Sandrine poursuit son récit : "il se mettait nu, prenait un bain et me demandait de le laver. Je ne voulais pas spécialement mais il me disait 'tu as le droit de faire ça'. Il a voulu me pénétrer mais disait que j'étais trop petite, donc il me l'a mise dans la bouche. J'étais comme un pantin, je ne me suis pas débattue, je n'ai rien fait, rien dit, parce que j'étais sidérée, j'ai tout enfoui."

"Il y a eu des comportements répétés jusqu'à mes 12 ans"
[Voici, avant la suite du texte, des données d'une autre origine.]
PR #22499, opened 2018-08-24
CI: Bump to NumPy compat to 1.9.3

TomAugspurger:
1.9.2 doesn't seem to be available in `/pkgs/main`. We're seeing errors like

```
ImportError: libgfortran.so.1: cannot open shared object file: No such file or directory
```

when importing numpy.

Switching to 1.9.3 (which is available in main) solves that for me locally.


TomAugspurger:
I'm not sure why appveyor wasn't run, but in theory it's unaffected by this.

Merging to get master passing again.

jorisvandenbossche:
Thanks!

Un acte qui ne s'est produit qu'une seule fois, mais qui n'a pas été pour autant le seul. "Il y a eu des comportements répétés jusqu'à mes 12 ans, il venait pratiquement toutes les nuits au pied de mon lit", explique-t-elle en évoquant des "caresses". 
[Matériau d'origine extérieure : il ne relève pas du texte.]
PR #22510, opened 2018-08-26
DOC: Update series apply docstring. GH22459

eldritchideen:
- [X] refs #22459
- [x] tests added / passed
- [ ] whatsnew entry

Updated `Series.apply` docstring to resolve errors raised from scripts/validate_docstrings.py from #22459.


pandas/core/series.py
```diff
@@ -3104,17 +3104,19 @@ def apply(self, func, convert_dtype=True, args=(), **kwds):
...
-        convert_dtype : boolean, default True
+            Python function or NumPy ufunc.
+        convert_dtype : bool, default True
             Try to find better dtype for elementwise function results. If
-            False, leave as dtype=object
+            False, leave as dtype=object.
         args : tuple
-            Positional arguments to pass to function in addition to the value
-        Additional keyword arguments will be passed as keywords to the function
+            Positional arguments to pass to func in addition to the value.
```
gfyoung: "in addition to the value" - can we clarify what that means?

pandas/core/series.py
```diff
@@ -3104,17 +3104,19 @@ def apply(self, func, convert_dtype=True, args=(), **kwds):
...
+        **kwds : dict
```
gfyoung: @datapythonista : I wonder if we should standardize and use `**kwargs` everywhere.

datapythonista: In terms of documentation, the standard we defined was to always document `*args` and `**kwargs` if present, showing the stars in the name, but without the type (it'll always be tuple and dict).

Not sure if you mean using `kwargs` instead of `kwds`, or which standardization are you proposing here, but I'm +1 on being consistent everywhere.

I see that in this case `args` needs to be provided as a tuple (not as positional arguments) and `kwds` needs to be provided as keyword arguments (not as a dict). Not sure if there is a reason for this, but if it's not, I'd be in favor of changing it to be consistent (in a separate PR). @jreback ?

datapythonista (commented):
Changes look good to me, after considering @gfyoung comments, and removing the type (dict) of `**kwds`. Thanks @eldritchideen

pandas/core/series.py
gfyoung: @datapythonista : Indeed, I was referring to using `kwargs` across the board.  I'm also in favor of consistency in general.

eldritchideen:
@datapythonista I removed the type from the **kwds parameter. I also agree that it should be renamed to **kwargs to be more consistent with the rest of the code base.

datapythonista (commented):
Thanks for the changes @eldritchideen . Can you add the clarification to the `args` parameter @gfyoung asked? I don't think it's clear enough either.

Also, it'd be great if you can change couple of few things to make the docstring follow all our guidelines:
- Remove the colon after `**kwds`
- In the `Returns` section, remove the `y :` and leave just `Series or DataFrame` adding the description (and clarifications about the type) to the next line (indented)
- Add a period at the end of each `See Also` item (and capitalize the `A` in `Also` in the title)
- Remove the blank line after the `Examples` title.
- Rename the variable `series` by `s` in the examples.

Thank you!

eldritchideen:
I have updated the Series.apply docstring based on review feedback. Thanks @datapythonista and @gfyoung

pandas/core/series.py
```diff
@@ -3104,36 +3104,38 @@ def apply(self, func, convert_dtype=True, args=(), **kwds):
...
         Invoke function on values of Series. Can be ufunc (a NumPy function
         that applies to the entire Series) or a Python function that only works
-        on single values
+        on single values.
 
         Parameters
         ----------
         func : function
-        convert_dtype : boolean, default True
+            Python function or NumPy ufunc.
```
datapythonista: may be we can say "Python function or NumPy ufunc **to apply**."?

pandas/core/series.py
```diff
@@ -3104,36 +3104,38 @@ def apply(self, func, convert_dtype=True, args=(), **kwds):
...
 
-        See also
+        See Also
         --------
-        Series.map: For element-wise operations
-        Series.agg: only perform aggregating type operations
-        Series.transform: only perform transforming type operations
+        Series.map: For element-wise operations.
+        Series.agg: only perform aggregating type operations.
+        Series.transform: only perform transforming type operations.
```
datapythonista: Can you capitalize all the first letters of the descriptions

pandas/core/series.py
```diff
@@ -3144,7 +3146,7 @@ def apply(self, func, convert_dtype=True, args=(), **kwds):
 
         >>> def square(x):
         ...     return x**2
```
datapythonista: Can you fix the PEP-8 of all examples please? There are missing spaces around all the `**` , one `-` and one `+=`. I know it's from the original code, but let's get it fixed.

pandas/core/series.py
```diff
@@ -3104,36 +3104,38 @@ def apply(self, func, convert_dtype=True, args=(), **kwds):
...
+        Series.transform: only perform transforming type operations.
 
         Examples
         --------
-
         Create a series with typical summer temperatures for each city.
 
-        >>> series = pd.Series([20, 21, 12], index=['London',
+        >>> s = pd.Series([20, 21, 12], index=['London',
         ... 'New York','Helsinki'])
```
datapythonista: I think it's more readable if we have all `index` in the next line.

pandas/core/series.py
```diff
@@ -3104,36 +3104,38 @@ def apply(self, func, convert_dtype=True, args=(), **kwds):
         """
         Invoke function on values of Series. Can be ufunc (a NumPy function
         that applies to the entire Series) or a Python function that only works
-        on single values
+        on single values.
```
datapythonista: Can you have a single line description first, and the rest later. You have the documentation about this here:
https://pandas.pydata.org/pandas-docs/stable/contributing_docstring.html

If you run `./scripts/validate_docstrings.py pandas.Series.apply` should report an error about it.

datapythonista (commented):
Looking better, there are some more changes that we can do (mainly to the original code) to make it look perfect.

jorisvandenbossche:
@eldritchideen do you have time to update this PR based on the comments?

WillAyd:
@datapythonista I see the self assignment on this - are you actually working this one?

datapythonista:
I forgot about it, but fixed the pending issues now. Can you take a look and merge if everything is ok (or fix any outstanding issue, as the PR is discontinued)?

WillAyd (approved):
Thanks @datapythonista will merge on green

datapythonista:
thanks @eldritchideen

Traumatisée et emplie d'un sentiment de "honte", Sandrine tente d'en parler à sa mère, mais n'arrive qu'à dire que "Jacques [l'] embête". "Je n'osais pas dire pourquoi, parce que j'avais honte." Un sentiment qui l'a longtemps perduré, puisque "même adulte, [elle] n'en a parlé qu'à des psy [...] avec des mots aussi crus". Je n'ai pu le dire à mes proches que beaucoup plus tardivement." Car malgré les années écoulées, Sandrine restait "cette petite fille de 10 ans avec cette impossibilité de parler, de nommer les choses par honte". 

Si Sandrine peut parler publiquement de ces événements, c'est "grâce à l'émission 'La Grande Librairie' et aux multiples messages" sur Twitter. "La honte doit changer de camp, je n'ai pas à avoir honte de ce que j'ai subi. C'est lui qui doit avoir honte de ce qu'il m'a fait", affirme-t-elle. Mais ce n'est pas tout : Sandrine a également dû traverser de nombreuses années de thérapie. 
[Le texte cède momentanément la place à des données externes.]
Issue #17135, opened 2017-08-01
still doesn't work with boto3 StreamingBody


uiur:
ref: https://github.com/pandas-dev/pandas/issues/16135 https://github.com/pandas-dev/pandas/pull/16150

#### Example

Une psychose, des hallucinations et des années de psycothérapie

Car les dégâts psychologiques ont été considérables. "À la naissance de mon deuxième enfant, j'ai fait une psychose puerpérale qui s'est caractérisée par des hallucinations très fortes." Dont une dans laquelle Sandrine voyait son beau-père "traverser les murs avec un couteau pour poignarder [son] nouveau né. Et quand vous dites à ça à votre mari et que ça se répète, vous vous retrouvez d'office en psychiatrie." Un internement qui va durer six semaines, avec un isolement de 10 jours, "en ne sachant pas si j'allais revenir sur Terre", confie-t-elle. 

" On se retrouve en psychiatrie parce qu'on est folle "

Pour décrire ses hallucinations, Sandrine évoque une prise de "LSD et un bad trip monumental". "On se retrouve en psychiatrie parce qu'on est folle", résume-t-elle. 

Après un premier passage dans un établissement spécialisé, Sandrine rentre chez elle, mais elle ne va pas bien. Elle est alors de nouveau placée en psychiatrie à cause d'une "dépression" pendant trois semaines. Une rechute qui va avoir de lourdes conséquences sur sa vie de mère, puisqu'elle va devoir être suivie par un pédopsychiatre pendant des années pour revoir son enfant. Un suivi qui a précédé une "analyse" par un psychiatre qui a permis de faire ressortir l'origine de ce mal : les agissements de son beau-père. "Parce qu'à cette époque là, je ne savais pas d'où ça venait."

Il aura donc fallu "plus de 20 ans de psychothérapie et d'analyse" à Sandrine pour s'en sortir. Et si elle peut aujourd'hui affirmer au micro d'Europe 1 qu'elle va "très bien", c'est grâce à "la parole et au travail".